I had hoped to be starting a new tank journal, but before I can do that I have to solve a problem!




 

 

 

The TMC Signature 60 x 30 x45 that I ordered a couple of weeks ago finally arrived, but straight out of the box I saw a serious chip and crack in the bottom left corner of the back panel.

The supplier is refunding me but they don't want to pick up the tank as this would just cost them money.
There seem to be no more of these tanks in the UK at the moment, judging from the difficulty I had in getting this one, which they found in a corner of the TMC warehouse. The supplier tells me it was thoroughly checked, just supplied in a tatty box, but I'm not convinced.

I had also looked at the Aquascaper 600, but it's almost twice the price and now I've built a modified stand that I don't think would support the extra size and weight safely.

So I'm thinking now that I have this TMC tank, to try and fix it. But it seems a pretty dodgy bit of damage, albeit in a place that could easily be hidden..

I have two ideas. One is to take some glass (possibly cut from a scratched optiwhite 30cm cube that I have, since I was planning to cut it flat and recycle it anyway) and seal a 5cm wide (and probably 30cm long, to save me doing too many cuts) patch over the crack and against the sides on the inside. Since the silicone on this tank is so clean I'm thinking it might be possible to get rather a good seal along the edges right into the corner, as well as the surface of the patch. Then I was thinking to put a matching patch on the outside, just to make double sure.



 



The other thought I had was to have a whole panel cut to fit inside the existing one, and try too silicone it in tidily (could be pretty tricky -possibly too tricky to feel worth the effort).

Does anybody have any thoughts as to whether either of my solutions could work? I guess the only real thing to do is try, and then put it out in the garden for a while to check for leaks.


----------



## kadoxu (8 Nov 2016)

How about removing and replacing the whole glass panel?

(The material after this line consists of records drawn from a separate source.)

PR #3273, opened 2023-10-20
Feat(eos_designs): Set spanning-tree priority per VLAN

ClausHolbechArista:
## Change Summary

Set spanning-tree priority per VLAN

## Component(s) name

`arista.avd.eos_designs`

## Proposed changes

- Allow setting `spanning_tree_priority` under l2vlans and svis for `rapid-pvst` only.
- Update schema doc for node setting to hint to this setting.

## How to test

- Added molecule case for rapid-pvst in eos_designs including this new feature.

### User Checklist

- N/A

### Repository Checklist

### DIFF
--- a/ansible_collections/arista/avd/roles/eos_designs/python_modules/base/avdstructuredconfig.py
+++ b/ansible_collections/arista/avd/roles/eos_designs/python_modules/base/avdstructuredconfig.py
@@ -417,7 +417,8 @@ class AvdStructuredConfigBase(AvdFacts, NtpMixin, SnmpServerMixin):
             if spanning_tree_mode == "mstp":
                 spanning_tree["mst_instances"] = [{"id": "0", "priority": priority}]
             elif spanning_tree_mode == "rapid-pvst":
-                spanning_tree["rapid_pvst_instances"] = [{"id": "1-4094", "priority": priority}]
+                pass
+                # Per vlan spanning-tree priorities are set under network-services.
             elif spanning_tree_mode == "rstp":
                 spanning_tree["rstp_priority"] = priority
 
--- a/ansible_collections/arista/avd/roles/eos_designs/python_modules/network_services/spanning_tree.py
+++ b/ansible_collections/arista/avd/roles/eos_designs/python_modules/network_services/spanning_tree.py
@@ -1,0 +1,62 @@
+# Copyright (c) 2023 Arista Networks, Inc.
+# Use of this source code is governed by the Apache License 2.0
+# that can be found in the LICENSE file.
+from __future__ import annotations
+
+from functools import cached_property
+
+from ansible_collections.arista.avd.plugins.filter.list_compress import list_compress
+from ansible_collections.arista.avd.plugins.plugin_utils.utils import get
+from ansible_collections.arista.avd.roles.eos_designs.python_modules.network_services.utils import UtilsMixin
+
+
+class SpanningTreeMixin(UtilsMixin):
+    """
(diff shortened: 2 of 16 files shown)


ansible_collections/arista/avd/roles/eos_designs/python_modules/base/avdstructuredconfig.py
```diff
@@ -405,11 +405,12 @@ def spanning_tree(self) -> dict | None:
...
         if spanning_tree_mode is not None:
             spanning_tree["mode"] = spanning_tree_mode
-            priority = get(self.shared_utils.switch_data_combined, "spanning_tree_priority", default="32768")
+            priority = get(self.shared_utils.switch_data_combined, "spanning_tree_priority", default=32768)
             if spanning_tree_mode == "mstp":
                 spanning_tree["mst_instances"] = [{"id": "0", "priority": priority}]
             elif spanning_tree_mode == "rapid-pvst":
-                spanning_tree["rapid_pvst_instances"] = [{"id": "1-4094", "priority": priority}]
+                pass
+                # Per vlan spanning-tree priorities are set under network-services.
```
ankudinov: In my opinion it would be better to set the default priority for all STP modes in a single place. Either here or in the mixin class.

ansible_collections/arista/avd/roles/eos_designs/python_modules/network_services/spanning_tree.py
```diff
@@ -0,0 +1,62 @@
...
+                for svi in vrf["svis"]:
+                    if (priority := get(svi, "spanning_tree_priority")) is None:
+                        continue
+                    vlan_stp_priorities.setdefault(priority, set()).add(svi["id"])
+                    non_default_vlans.add(svi["id"])
+            for l2vlan in tenant["l2vlans"]:
+                if (priority := get(l2vlan, "spanning_tree_priority")) is None:
+                    continue
+                vlan_stp_priorities.setdefault(priority, set()).add(l2vlan["id"])
+                non_default_vlans.add(l2vlan["id"])
```
ankudinov, line 46: Shouldn't we set the default here for all STP modes unconditionally, walk over tenants irrespective of STP mode and raise an exception if STP mode is not `rapid-pvst` and some priority different to the global setting is defined? The downside - the code always have to walk over tenants at some performance cost. But current logic will silently ignore all settings if the mode is MSTP.

ankudinov (commented):
Apart from the comments above, happy to LGTM if changes are not feasible at this stage.

ansible_collections/arista/avd/roles/eos_designs/python_modules/network_services/spanning_tree.py
ClausHolbechArista: The performance hit is significant for large deployments. The same deployments that would most likely use MST.
In general we ignore a lot of invalid combinations in AVD. This would be addressed best in the schema, so we could define "only_allowed_if" or something similar.
So for now, I don't think we should catch this.

ansible_collections/arista/avd/roles/eos_designs/python_modules/base/avdstructuredconfig.py
ClausHolbechArista: Moving things that are not relying on network services to network services doesn't seem right to me. I understand that contributing things from multiple places is confusing, but the alternative would also be confusing.

jrecchia1029 (approved):
LGTM

ankudinov (approved):
LGTM

PR #3278, opened 2023-10-20
Feat(eos_cli_config_gen): Add additional-path for evpn address-family peer-groups

gmuloc:
## Change Summary

Add capability to configure additional-paths at the EVPN address family peer-group level
Introduces in Jinja2 template the rendering of `no neighbor <PG> additional-path send any` that _IS_ not supported in the other places where we have this (not so great) model.

> Follow up to this PR would be to refactor the model for 5.0 and to add the `no ..` syntax in other places.

## Component(s) name

## Proposed changes

Reusing the same model as in other places in BGP schema, validated on cEOS

## How to test

molecule

### Repository Checklist


ClausHolbechArista (approved):

gmuloc:
As discussed - this model for additional-paths MUST
1/ be revisited for 5.0
2/ be made a defs in schema to reuse it everywhere it is needed

This will ensure consistency in every places we use it

emilarista (approved):
Tested and reviewed, LGTM!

Or just remove the panel you could try something like @AnhBui saw on Tre Aqua (see the 4th photo) - http://www.ukaps.org/forum/threads/my-visit-to-local-aqua-shop-tre-aqua.43386/


----------



## Joel S (8 Nov 2016)

Thanks Kadoxu, yes I thought about replacing the whole back panel -and maybe it is the right way to go. I figured doubling it up might be stronger, given I'm not very experienced at putting tanks together. I'm not sure I have the time or inclination to do either though.

Probably I'll try the patch first and see how that seems.

The corydoras that I'd like to keep in the tank would probably fall out of a layout with no front


----------



## Vanish (8 Nov 2016)

I think your patch idea may work though I think I'd place the patch internally.

Sent from my Moto G (4) using Tapatalk


----------



## Joel S (8 Nov 2016)

Thanks Vanish, I was thinking to patch both inside and outside. I can definitely see that the internal patch is the important one.


----------



## ian_m (9 Nov 2016)

Note new silicone will not stick to old silicone, so you will need to remove any old silicone or else the water will creep along in the gap between the new and old silicone. This can lead to leaks and/or unsightly algae/BBA growing in the joint.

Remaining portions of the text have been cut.